Art. N1. (Zie NOTA onder TITEL) Bijlage 1 : Grenswaarden voor zwaveldioxyde en zwevende deeltjes. <Niet opgenomen door technische redenen. Zie B.St. 29-04-1983, p. 5518>
Art. N2. (Zie NOTA onder TITEL) Bijlage 2 : Richtwaarden voor de zwaveldioxyde en de zwevende deeltjes. <Niet opgenomen door technische redenen. Zie B.St. 29-04-1983, p. 5519>
Art. N3. (Zie NOTA onder TITEL) Bijlage 3 : In het kader van deze richtlijn toe te passen referentiemethoden voor de monsternemingen en de analyses.
A. Zwaveldioxyde.
De referentiemethode voor de monsterneming en de analyse van zwaveldioxide is deze beschreven in de Belgische Norm NBN T 94-202, 1e uitgave maart 1977 " Bepaling van het zwaveldioxidegehalte van de omgevingslucht, methode West en Gaeke ".
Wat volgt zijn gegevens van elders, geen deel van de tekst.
PR #1067, opened 2024-06-26
feat: entitlement auto reset support pt1

turip:
This patch ensures that for metered entitlements we have the next reset time captured. Also we are providing the required function to perform the which can be supported as a cron job in the OpenMeter solution.

## Overview

This patch:
- adds a new Nillable DB field to store the next reset's time
- this allows us to quickly detect which entitlements need the reset right now


turip:
Failures seem to be stemming from the upstream PR: https://github.com/openmeterio/openmeter/pull/1068/files

internal/entitlement/metered/grant_owner_adapter.go
```diff
@@ -121,50 +121,70 @@ func (e *entitlementGrantOwner) GetPeriodStartTimesBetween(ctx context.Context,
 	return times, nil
 }
 
-func (e *entitlementGrantOwner) EndCurrentUsagePeriod(ctx context.Context, owner credit.NamespacedGrantOwner, at time.Time) error {
```
GAlexIHU, line 124: thx for hygiene 👍

internal/entitlement/metered/grant_owner_adapter.go
```diff
@@ -121,50 +121,70 @@ func (e *entitlementGrantOwner) GetPeriodStartTimesBetween(ctx context.Context,
...
+	er := e.entitlementRepo.WithTx(ctx, tx)
+
+	entitlementEntity, err := er.GetEntitlement(ctx, owner.NamespacedID())
+	if err != nil {
+		return err
+	}
+
+	if entitlementEntity.UsagePeriod == nil {
+		e.logger.Warn("metered entitlement does not have a usage period set", "entitlement", owner.NamespacedID().String())
+		return nil
```
GAlexIHU, line 162: I don't think this is the reasonable default behavior, it's just convenient for you here

It should attempt the update based on the inputs & fail if it's not possible. Also, it's arguments could include the entire usageperiod

internal/entitlement/connector.go
```diff
@@ -88,7 +88,29 @@ func (c *entitlementConnector) CreateEntitlement(ctx context.Context, input Crea
...
+		if err != nil {
+			return nil, err
+		}
+		usagePeriod = &UsagePeriodWithNextReset{
+			UsagePeriod: *input.UsagePeriod,
+			NextReset:   nextResetAt,
+		}
+	}
+
+	ent, err := c.entitlementRepo.CreateEntitlement(ctx, CreateEntitlementRepoInputs{
```
GAlexIHU, line 103: why are the interfaces different now (repo create vs create)?

internal/entitlement/entitlement.go
```diff
@@ -78,17 +85,32 @@ type GenericProperties struct {
...
+	UsagePeriod *UsagePeriodWithNextReset `json:"usagePeriod,omitempty"`
 }
 
 type UsagePeriod struct {
 	Anchor   time.Time           `json:"anchor"`
 	Interval UsagePeriodInterval `json:"interval"`
 }
 
+func (u UsagePeriod) GetNextReset() (time.Time, error) {
+	rec := recurrence.Recurrence{
```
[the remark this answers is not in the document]
turip: It would, but it uses a slightly different schematics of Anchor/Period vs Anchor/Interval. I wouldn't make this PR more complex than this.

internal/entitlement/connector.go
turip: As the calculations should happen inside the entitlement connector not at the repo side.

internal/entitlement/metered/grant_owner_adapter.go
turip: This should not happen, but agree, changed the behavior.

api/openapi.yaml
```diff
@@ -1529,7 +1537,23 @@ components:
...
+        - lastReset
+        - currentUsagePeriod
+      properties:
+        lastReset:
+          description: |
+            The last time the meter was reset.
+          type: string
+          format: date-time
+          example: "2023-01-01T00:00:00Z"
+        currentUsagePeriod:
```
GAlexIHU, line 1555: currentUsagePeriod is meaningful for all entitlements not just meteted

internal/entitlement/entitlement.go
```diff
@@ -84,14 +87,46 @@ type GenericProperties struct {
...
+	UsagePeriod        *UsagePeriod `json:"usagePeriod,omitempty"`
+	CurrentUsagePeriod *api.Period  `json:"currentUsagePeriod,omitempty"`
 }
 
 type UsagePeriod struct {
 	Anchor   time.Time           `json:"anchor"`
 	Interval UsagePeriodInterval `json:"interval"`
 }
 
+func (u UsagePeriod) ToRecurringPeriod() api.RecurringPeriod {
```
GAlexIHU, line 99: i don't like api being referred in the core internal package, lets do the mapping in the adapter/driver layer

internal/entitlement/metered/entitlement.go
```diff
@@ -42,12 +49,22 @@ func ParseFromGenericEntitlement(model *entitlement.Entitlement) (*Entitlement,
 		return nil, &entitlement.InvalidValueError{Message: "UsagePeriod is required", Type: model.EntitlementType}
 	}
 
+	if model.LastReset == nil {
```
GAlexIHU, line 52: but what if it's never been reset?

internal/entitlement/metered/entitlement.go
```diff
@@ -23,6 +24,12 @@ type Entitlement struct {
 
 	// UsagePeriod defines the recurring period for usage calculations.
 	UsagePeriod entitlement.UsagePeriod `json:"usagePeriod,omitempty"`
+
+	// CurrentPeriod defines the current period for usage calculations.
+	CurrentUsagePeriod api.Period `json:"currentUsagePeriod,omitempty"`
```
GAlexIHU, line 29: - lets not reference api in the core implementations
- shouldn't this be optional?

internal/entitlement/metered/grant_owner_adapter.go
```diff
@@ -121,50 +121,69 @@ func (e *entitlementGrantOwner) GetPeriodStartTimesBetween(ctx context.Context,
...
+func (e *entitlementGrantOwner) updateEntitlementUsagePeriod(ctx context.Context, tx *entutils.TxDriver, owner credit.NamespacedGrantOwner, params credit.EndCurrentUsagePeriodParams) error {
+	er := e.entitlementRepo.WithTx(ctx, tx)
+
+	entitlementEntity, err := er.GetEntitlement(ctx, owner.NamespacedID())
+	if err != nil {
+		return err
+	}
+
+	if entitlementEntity.UsagePeriod == nil {
+		return fmt.Errorf("entitlement=%s, namespace=%s does not have a usage period set, cannot guess interval", owner.ID, owner.Namespace)
```
GAlexIHU, line 161: nit: lets not use the word guess

internal/entitlement/postgresadapter/ent/schema/entitlement.go
```diff
@@ -35,8 +36,10 @@ func (Entitlement) Fields() []ent.Field {
 		field.Float("issue_after_reset").Optional().Nillable().Immutable(),
 		field.Bool("is_soft_limit").Optional().Nillable().Immutable(),
 		field.JSON("config", map[string]interface{}{}).Optional(),
-		field.Enum("usage_period_interval").Values(entitlement.UsagePeriodInterval("").StrValues()...).Optional().Nillable().Immutable(),
-		field.Time("usage_period_anchor").Optional().Nillable().Immutable(),
+		field.Enum("usage_period_interval").Values(recurrence.RecurrencePeriod("").Values()...).Optional().Nillable().Immutable(),
```
GAlexIHU, line 39: in the db you use recurrence.RecurrencePeriod but in the types its entitlement.UsagePeriodInterval. lets make these consistent

internal/entitlement/postgresadapter/entitlement.go
```diff
@@ -175,6 +184,13 @@ func mapEntitlementEntity(e *db.Entitlement) *entitlement.Entitlement {
 		IsSoftLimit:      e.IsSoftLimit,
 	}
 
+	switch {
+	case len(e.Edges.UsageReset) > 0:
+		ent.LastReset = convert.ToPointer(e.Edges.UsageReset[0].ResetTime.In(time.UTC))
+	case e.MeasureUsageFrom != nil:
+		ent.LastReset = convert.ToPointer(e.MeasureUsageFrom.In(time.UTC))
+	}
```
GAlexIHU, line 192: nit: i don't prefer unrelated switch cases, i'd much rather use plain `if`s

internal/entitlement/postgresadapter/entitlement.go
```diff
@@ -186,12 +202,19 @@ func mapEntitlementEntity(e *db.Entitlement) *entitlement.Entitlement {
...
 	if e.UsagePeriodAnchor != nil && e.UsagePeriodInterval != nil {
-		ent.GenericProperties.UsagePeriod = &entitlement.UsagePeriod{
+		ent.UsagePeriod = &entitlement.UsagePeriod{
 			Anchor:   e.UsagePeriodAnchor.In(time.UTC),
 			Interval: entitlement.UsagePeriodInterval(*e.UsagePeriodInterval),
 		}
 	}
 
+	if e.CurrentUsagePeriodEnd != nil && e.CurrentUsagePeriodStart != nil {
+		ent.CurrentUsagePeriod = &api.Period{
```
GAlexIHU, line 212: lets not use api in our data access layer

GAlexIHU (approved):

PR #1071, opened 2024-06-26
fix: include grants issued for resettime into calculations

GAlexIHU:
## Overview

- fixes the edgecase where a grant is issued for the same time as the last reset happened

Fixes #(issue)

PR #1070, opened 2024-06-26
Store & Retrieve Metadata on Entitlement Entities

GAlexIHU:
## Overview

Stores and retrieves metadata for entitlement, grant, feature

Fixes #(issue)

## Notes for reviewer

- needs this to be merged first https://github.com/openmeterio/openmeter/pull/1068

PR #1069, opened 2024-06-26
feat: make recurrence anchor optional for grant create with default o…

GAlexIHU:
…f effectiveAt

## Overview

- Makes anchor of recurring grants optional with a default of the effectiveAt time.

Fixes #(issue)

## Notes for reviewer
- needs this PR to be merged first https://github.com/openmeterio/openmeter/pull/1068

PR #1072, opened 2024-06-26
Entitlement Improvements

GAlexIHU:
## Overview

This PR combines 4 other PRs 1 commit / PR for the following PRs:
- https://github.com/openmeterio/openmeter/pull/1071
- https://github.com/openmeterio/openmeter/pull/1070
- https://github.com/openmeterio/openmeter/pull/1069
- https://github.com/openmeterio/openmeter/pull/1066

Fixes #(issue)


hekike (approved):

internal/entitlement/httpdriver/parser.go
```diff
@@ -28,7 +28,7 @@ func (parser) ToMetered(e *entitlement.Entitlement) (*api.EntitlementMetered, er
 		Id:              &metered.ID,
 		IsUnlimited:     convert.ToPointer(false), // implement
 		IssueAfterReset: metered.IssuesAfterReset,
-		Metadata:        nil, // implement
+		Metadata:        &metered.Metadata,
```
turip, line 31: Please make sure that we are not taking the address of a nil map

GAlexIHU: ent populates that field in all cases and it always sets it to an empty map when there's no value (the field is not nillable), so it will not result in an error. do you wan't me to add safe dereferencing now?

turip (approved):

PR #1079, opened 2024-06-27
feat: return history from last reset

turip:
## Overview

This patch returns the EntitlementHistory starting from the last reset (or if there's not restet the startMeasurementFrom interval).

### DIFF
--- a/internal/entitlement/metered/balance.go
+++ b/internal/entitlement/metered/balance.go
@@ -95,38 +95,27 @@ func (e *connector) GetEntitlementBalanceHistory(ctx context.Context, entitlemen
 	// TODO: we should guard against abuse, getting history is expensive
 
 	// validate that we're working with a metered entitlement
-	ent, err := e.entitlementRepo.GetEntitlement(ctx, entitlementID)
+	entRepoEntity, err := e.entitlementRepo.GetEntitlement(ctx, entitlementID)
 	if err != nil {
 		return nil, credit.GrantBurnDownHistory{}, err
 	}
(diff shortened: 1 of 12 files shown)


internal/entitlement/metered/balance.go
```diff
@@ -39,7 +39,7 @@ const (
 )
 
 type BalanceHistoryParams struct {
-	From           time.Time
+	From           *time.Time
 	To             time.Time
```
GAlexIHU, line 43: it looks weird to me that To is required but from isn't. lets set both in here

internal/entitlement/metered/balance.go
```diff
@@ -95,26 +95,27 @@ func (e *connector) GetEntitlementBalanceHistory(ctx context.Context, entitlemen
...
+	entRepoEntity, err := e.entitlementRepo.GetEntitlement(ctx, entitlementID)
 	if err != nil {
 		return nil, credit.GrantBurnDownHistory{}, err
 	}
-	_, err = ParseFromGenericEntitlement(ent)
-	if err != nil {
-		return nil, credit.GrantBurnDownHistory{}, err
+
+	if entRepoEntity == nil {
+		return nil, credit.GrantBurnDownHistory{}, &entitlement.NotFoundError{EntitlementID: entitlementID}
```
GAlexIHU, line 104: can this actually happen?

turip: Nope, but I would prefer to be a bit defensive regardless in case somebody refactors the code.

GAlexIHU (approved):

PR #1105, opened 2024-06-28
feat: include entitlement creation in a single transaction

GAlexIHU:
## Overview

Ensures that entitlement creation happens as a single atomic operation

Fixes #(issue)

## Notes for reviewer
We'll have to refactor later to a more generic pattern


turip (approved):

turip:
We will most probably rework txn handling, but for the time being it gets the job done.

turip (approved):

PR #1106, opened 2024-06-28
feat: add support for 1d meters

turip:
The entitlement engine will use the meter's window resultion instead of defaulting to minute.

### DIFF
--- a/internal/credit/owner_connector.go
+++ b/internal/credit/owner_connector.go
@@ -7,6 +7,7 @@ import (
 
 	"github.com/openmeterio/openmeter/internal/streaming"
 	"github.com/openmeterio/openmeter/pkg/framework/entutils"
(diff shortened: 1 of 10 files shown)


internal/credit/owner_connector.go
```diff
@@ -7,15 +7,22 @@ import (
...
 	"github.com/openmeterio/openmeter/pkg/framework/entutils"
+	"github.com/openmeterio/openmeter/pkg/models"
 )
 
 type EndCurrentUsagePeriodParams struct {
 	At           time.Time
 	RetainAnchor bool
 }
 
+type OwnerMeter struct {
```
GAlexIHU, line 18: i think we can use simply meter, thats the core of the product after all

GAlexIHU (approved):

De bemonsteringstijd bedraagt normaliter 24 uur.
Elke andere bemonsterings- en analysemethode mag worden gebruikt op voorwaarde :
- dat deze een bevredigende correlatie oplevert met de resultaten verkregen door de referentiemethode.
- of dat uit metingen uitgevoerd in parallel met de referentiemethode in een reeks representatieve stations, gekozen overeenkomstig de voorwaarden voorzien in artikel 5, een redelijk stabiele overeenkomst blijkt tussen de resultaten verkregen met deze methode en de referentiemethode.
B. Zwevende deeltjes.
Voor de bepaling van de zwarte rook en de omrekening ervan in gravimetrische eenheden wordt de methode die is genormaliseerd door de O.E.S.O.-werkgroep methoden voor het meten van luchtverontreiniging en onderzoektechnieken (1964), als referentiemethode beschouwd.